Professional ballet dancer Kathryn Morgan, who has advocated for mental health support in the ballet world, shared her experiences of being refused a role because of her body when working at a ballet company. She said that while trying to meet the company’s expectations for her figure, her body and mental state started to deteriorate at a rapid rate, and this further affected her autoimmune condition. She reflected on how easily she slipped back into her old unhealthy habits after a 9-year hiatus from professional dancing simply because she was pushing herself to meet their expectations.

Ultimately, it seems clear that the ballet world has deviated from the desire to maintain a healthy, athletic body for the sake of dancing and instead focuses on achieving “thinness” even at the possible expense of a dancer’s own health. Even if dancers find themselves in poor health, mental or physical, the role of the ballet community should be to support dancers back to health.

How to Bring Health Back to Ballet

Many have already paved the way for these conversations to happen. Teachers and dancers alike have attempted to create a healthier ballet environment. Ballet has long been known for its competitive atmosphere, but it’s time for us to work together to address some of these concerning challenges to wellbeing.

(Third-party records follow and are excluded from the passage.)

PR #666, opened 2017-07-24
Use backspace-delete instead of just backspace for clear

imurchie:
We have had issues where the cursor begins in the middle of the text, so just entering a backspace never finishes.

Here instead we enter a backspace (`\u0008`, moving to the left of the cursor) and a delete (`\u007F`, moving to the right of the cursor) together, so the string is deleted in both directions.

The weird machinations is to combat the error "universal character name refers to a control character" which came from trying to enter the unicode sequence directly, take [from here](https://stackoverflow.com/a/17155938).

### DIFF
--- a/WebDriverAgentLib/Categories/XCUIElement+FBTyping.m
+++ b/WebDriverAgentLib/Categories/XCUIElement+FBTyping.m
@@ -30,11 +30,13 @@
 - (BOOL)fb_clearTextWithError:(NSError **)error
 {
   NSUInteger preClearTextLength = 0;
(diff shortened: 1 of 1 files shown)


marekcirkos:
Haha, cool idea. I wonder if it would be possible to send "select all" sequence and than trigger delete.
Would be way faster. XCTest for OSX allows key modifiers, it would be cool we we could trick it to work on iOS.

marekcirkos:
Tho `testTextClearing` seems to be broken

imurchie:
The test seems to work locally.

In ballet class, dancers focus much of their attention on finding and maintaining their physical balance, but the balance in ballet can become far more than that.

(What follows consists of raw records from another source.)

PR #687, opened 2017-08-14
Add a possibility to run multiple applications in scope of a single session

mykola-mokhnach:
It is sometimes necessary to interact with some helper apps while main application is running, for example Settings or Calendar. Xcode9 SDK introduces a possibility to handle multiple apps in scope of a single test session, activate, terminate and switch between them. 
Also, I've added a possibility to stop the application under test and then start it when needed, which might be useful for functional testing.


mykola-mokhnach:
I'm splitting this PR into two: the first one - for 'activate' endpoint and the second one - for multiple apps support.

PR #695, opened 2017-08-25
Update deprecated openurl method

mykola-mokhnach:
`- (BOOL)openURL:(NSURL*)url` is marked as deprecated since iOS 10. So we use the updated one whenever possible.


mykola-mokhnach:
Method call does not work properly together with XCTest. Not sure why, but no application is opened.

PR #702, opened 2017-09-05
Improve xpath lookup performance by analyzing the query string

mykola-mokhnach:
Reading element attributes is very expensive operation from performance point of view. The current algorithm requires to read all attributes for each accessibility element, which is going to be included into the xml document, where xpath lookup is going to be performed. This patch adds a bit more selective logic to this process, so we only read attributes, which are actually present in the client query.

I tried the patch with my local framework and performance improvement is sometimes more than 3x depending on the actual elements count in the tree (especially when we don't need to explicitly use **visible** attribute, which is the most expensive one to calculate, in the query).


SmithaVemuri:
waiting for this to be merged.

marekcirkos:
xpath should Die! ;)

A balance between wanting the perfect pirouette and accepting every part of the journey to get there. A balance of friendly competition and cooperation inside and outside the studio. A balance of wanting to showcase the aesthetics of ballet and embracing what a healthy ballet body looks like for each person. Only then can ballet truly be “healthy,” both physically and mentally.


Arcelus, J., Witcomb, G.L., & Mitchell, A. (2014). Prevalence of Eating Disorders amongst Dancers: A Systemic Review and Meta-Analysis. European Eating Disorders Review, 22(2), 92-101.

Desai, K. (2021). The psychology of dance medicine: self-perception of dancers. [Unpublished senior thesis]. University of South Carolina - Columbia.

Fostervold Mathisen, T. F., Sundgot-Borgen, C., Anstensrud, B., & Sundgot-Borgen, J. (2022). Mental health, eating behaviour and injuries in professional dance students. Research in Dance Education, 23(1), 108-125.

Morgan, K. [Tutugirlkem]. (2020, October 8). Why I Left Miami City Ballet | #LifeUpdate | Mental Health & Body Image | Kathryn Morgan [Video]. YouTube.

Won, H. (2023). Relationship between Dance Performance Anxiety, Perfectionism Propensity, and Body Image of the Ballet Class Participants Since 2020. Asia-pacific Journal of Convergent Research Interchange, 9(4), 385-398.